Look through the entries below and show every line containing the word "solution".

====

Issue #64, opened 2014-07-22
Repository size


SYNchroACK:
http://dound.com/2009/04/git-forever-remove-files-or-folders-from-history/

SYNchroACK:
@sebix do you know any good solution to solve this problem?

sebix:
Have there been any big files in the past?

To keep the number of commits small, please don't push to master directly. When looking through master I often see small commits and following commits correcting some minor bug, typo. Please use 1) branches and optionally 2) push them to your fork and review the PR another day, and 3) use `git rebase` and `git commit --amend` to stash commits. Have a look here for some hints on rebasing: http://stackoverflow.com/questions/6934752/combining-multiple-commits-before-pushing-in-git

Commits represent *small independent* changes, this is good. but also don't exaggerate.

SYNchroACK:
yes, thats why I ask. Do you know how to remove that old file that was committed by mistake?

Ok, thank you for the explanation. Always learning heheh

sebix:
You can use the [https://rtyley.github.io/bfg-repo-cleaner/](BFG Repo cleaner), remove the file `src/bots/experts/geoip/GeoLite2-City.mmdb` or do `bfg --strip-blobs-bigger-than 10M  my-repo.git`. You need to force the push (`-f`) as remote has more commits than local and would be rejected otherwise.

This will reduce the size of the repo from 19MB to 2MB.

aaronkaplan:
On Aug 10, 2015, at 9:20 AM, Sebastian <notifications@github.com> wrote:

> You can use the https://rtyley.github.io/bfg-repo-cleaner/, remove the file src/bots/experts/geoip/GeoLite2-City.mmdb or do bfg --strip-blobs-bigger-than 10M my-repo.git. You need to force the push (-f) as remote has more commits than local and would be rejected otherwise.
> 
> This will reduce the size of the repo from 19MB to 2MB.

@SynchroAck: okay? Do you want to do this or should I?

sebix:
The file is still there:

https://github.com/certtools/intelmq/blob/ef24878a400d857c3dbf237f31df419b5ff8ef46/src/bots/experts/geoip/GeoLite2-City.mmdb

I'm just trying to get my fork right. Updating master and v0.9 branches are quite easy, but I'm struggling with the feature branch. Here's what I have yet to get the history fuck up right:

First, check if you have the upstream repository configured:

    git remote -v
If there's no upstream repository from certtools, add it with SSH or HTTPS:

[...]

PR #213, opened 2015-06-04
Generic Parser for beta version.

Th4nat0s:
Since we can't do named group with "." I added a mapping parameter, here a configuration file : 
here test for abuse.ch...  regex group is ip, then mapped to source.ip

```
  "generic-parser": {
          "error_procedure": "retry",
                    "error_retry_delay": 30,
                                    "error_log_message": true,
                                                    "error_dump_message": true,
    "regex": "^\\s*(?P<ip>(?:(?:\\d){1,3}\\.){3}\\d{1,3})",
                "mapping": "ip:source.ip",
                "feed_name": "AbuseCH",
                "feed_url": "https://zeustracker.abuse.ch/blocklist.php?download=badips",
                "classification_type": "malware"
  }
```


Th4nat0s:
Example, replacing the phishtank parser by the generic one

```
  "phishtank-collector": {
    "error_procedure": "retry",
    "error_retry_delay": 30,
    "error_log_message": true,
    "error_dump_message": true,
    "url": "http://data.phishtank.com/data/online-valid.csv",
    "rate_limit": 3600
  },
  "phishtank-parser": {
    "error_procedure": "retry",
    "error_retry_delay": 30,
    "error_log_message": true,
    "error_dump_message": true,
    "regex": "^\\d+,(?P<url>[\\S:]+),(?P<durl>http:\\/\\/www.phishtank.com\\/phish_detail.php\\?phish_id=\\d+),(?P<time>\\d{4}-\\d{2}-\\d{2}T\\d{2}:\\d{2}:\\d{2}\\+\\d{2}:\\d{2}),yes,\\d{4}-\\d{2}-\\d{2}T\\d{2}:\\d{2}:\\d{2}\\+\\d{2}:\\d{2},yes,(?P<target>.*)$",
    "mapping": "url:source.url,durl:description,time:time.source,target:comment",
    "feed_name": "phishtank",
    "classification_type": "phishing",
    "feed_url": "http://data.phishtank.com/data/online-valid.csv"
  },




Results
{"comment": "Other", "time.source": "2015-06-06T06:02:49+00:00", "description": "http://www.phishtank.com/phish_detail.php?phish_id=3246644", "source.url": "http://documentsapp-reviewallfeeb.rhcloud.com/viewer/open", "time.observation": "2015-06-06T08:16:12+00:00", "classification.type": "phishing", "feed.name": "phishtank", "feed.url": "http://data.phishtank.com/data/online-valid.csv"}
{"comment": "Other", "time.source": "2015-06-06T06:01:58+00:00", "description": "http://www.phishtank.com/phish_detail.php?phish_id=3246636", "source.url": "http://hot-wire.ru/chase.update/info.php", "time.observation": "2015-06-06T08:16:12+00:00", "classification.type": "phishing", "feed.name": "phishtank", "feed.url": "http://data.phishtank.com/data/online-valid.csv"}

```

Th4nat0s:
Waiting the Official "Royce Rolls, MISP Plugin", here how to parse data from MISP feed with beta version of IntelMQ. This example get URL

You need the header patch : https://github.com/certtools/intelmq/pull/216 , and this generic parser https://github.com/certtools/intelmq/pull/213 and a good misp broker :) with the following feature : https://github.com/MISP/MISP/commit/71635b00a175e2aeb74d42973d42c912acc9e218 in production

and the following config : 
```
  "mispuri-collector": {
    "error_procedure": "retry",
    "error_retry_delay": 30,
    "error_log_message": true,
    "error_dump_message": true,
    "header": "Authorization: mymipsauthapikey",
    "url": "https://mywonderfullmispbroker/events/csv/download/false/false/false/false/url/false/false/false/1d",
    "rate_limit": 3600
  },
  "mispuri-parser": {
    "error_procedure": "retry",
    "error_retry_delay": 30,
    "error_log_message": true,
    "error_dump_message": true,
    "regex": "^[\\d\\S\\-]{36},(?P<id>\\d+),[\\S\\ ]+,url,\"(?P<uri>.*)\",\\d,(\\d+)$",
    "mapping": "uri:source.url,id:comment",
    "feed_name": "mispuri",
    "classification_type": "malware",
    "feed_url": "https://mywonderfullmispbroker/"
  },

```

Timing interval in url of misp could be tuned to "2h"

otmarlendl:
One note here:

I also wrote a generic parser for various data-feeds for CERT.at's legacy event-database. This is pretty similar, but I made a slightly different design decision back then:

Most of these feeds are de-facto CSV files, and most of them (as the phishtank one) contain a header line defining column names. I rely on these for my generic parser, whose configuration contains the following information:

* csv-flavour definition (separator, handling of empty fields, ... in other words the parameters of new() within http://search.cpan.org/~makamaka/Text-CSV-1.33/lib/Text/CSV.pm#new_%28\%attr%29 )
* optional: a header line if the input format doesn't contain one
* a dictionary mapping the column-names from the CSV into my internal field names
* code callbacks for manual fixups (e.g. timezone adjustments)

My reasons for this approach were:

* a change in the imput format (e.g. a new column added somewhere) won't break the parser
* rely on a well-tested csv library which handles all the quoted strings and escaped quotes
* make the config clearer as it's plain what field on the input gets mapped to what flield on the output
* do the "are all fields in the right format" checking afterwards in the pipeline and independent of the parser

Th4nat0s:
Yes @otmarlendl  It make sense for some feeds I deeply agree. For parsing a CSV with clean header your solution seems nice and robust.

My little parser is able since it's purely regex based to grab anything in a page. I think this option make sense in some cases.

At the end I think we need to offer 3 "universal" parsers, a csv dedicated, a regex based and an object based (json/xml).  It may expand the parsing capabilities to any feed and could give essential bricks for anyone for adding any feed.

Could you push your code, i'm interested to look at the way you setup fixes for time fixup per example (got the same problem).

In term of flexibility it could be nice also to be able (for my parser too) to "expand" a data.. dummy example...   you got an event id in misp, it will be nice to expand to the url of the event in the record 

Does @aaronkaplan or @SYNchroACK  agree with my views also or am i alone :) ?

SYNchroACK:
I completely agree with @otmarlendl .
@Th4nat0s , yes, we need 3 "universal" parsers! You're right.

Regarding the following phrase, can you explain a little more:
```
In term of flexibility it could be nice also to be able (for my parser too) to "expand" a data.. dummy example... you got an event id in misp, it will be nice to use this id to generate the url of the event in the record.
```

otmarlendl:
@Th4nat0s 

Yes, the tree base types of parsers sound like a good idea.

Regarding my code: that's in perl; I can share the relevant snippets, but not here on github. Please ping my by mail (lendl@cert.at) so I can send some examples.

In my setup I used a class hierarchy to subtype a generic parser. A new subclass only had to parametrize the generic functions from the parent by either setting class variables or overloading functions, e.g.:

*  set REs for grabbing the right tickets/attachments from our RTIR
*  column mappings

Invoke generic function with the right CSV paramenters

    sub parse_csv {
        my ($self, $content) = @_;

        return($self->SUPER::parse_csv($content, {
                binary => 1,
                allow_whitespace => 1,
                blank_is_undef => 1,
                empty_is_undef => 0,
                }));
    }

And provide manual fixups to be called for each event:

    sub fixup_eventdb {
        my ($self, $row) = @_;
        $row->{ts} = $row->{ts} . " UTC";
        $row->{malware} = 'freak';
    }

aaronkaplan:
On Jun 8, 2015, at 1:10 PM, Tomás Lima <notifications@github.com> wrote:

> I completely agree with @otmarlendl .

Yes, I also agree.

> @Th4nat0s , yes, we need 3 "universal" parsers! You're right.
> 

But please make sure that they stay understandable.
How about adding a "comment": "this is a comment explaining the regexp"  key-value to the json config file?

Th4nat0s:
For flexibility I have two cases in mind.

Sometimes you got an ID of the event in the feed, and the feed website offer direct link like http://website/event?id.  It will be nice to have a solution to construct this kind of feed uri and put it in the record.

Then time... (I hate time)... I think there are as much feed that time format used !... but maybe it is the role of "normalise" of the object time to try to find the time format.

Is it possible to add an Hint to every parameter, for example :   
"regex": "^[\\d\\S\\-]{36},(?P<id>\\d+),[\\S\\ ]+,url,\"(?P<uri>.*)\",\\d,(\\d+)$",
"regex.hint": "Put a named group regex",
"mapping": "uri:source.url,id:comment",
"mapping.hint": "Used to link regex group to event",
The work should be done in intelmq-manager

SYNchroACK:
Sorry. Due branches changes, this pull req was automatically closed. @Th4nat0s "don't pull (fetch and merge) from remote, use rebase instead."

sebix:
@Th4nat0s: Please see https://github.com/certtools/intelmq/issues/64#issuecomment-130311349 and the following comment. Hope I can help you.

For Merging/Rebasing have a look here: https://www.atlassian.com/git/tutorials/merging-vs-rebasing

====

* ANSWER TO THE PROBLEM
@sebix do you know any good solution to solve this problem?
Yes @otmarlendl  It make sense for some feeds I deeply agree. For parsing a CSV with clean header your solution seems nice and robust.
Sometimes you got an ID of the event in the feed, and the feed website offer direct link like http://website/event?id.  It will be nice to have a solution to construct this kind of feed uri and put it in the record.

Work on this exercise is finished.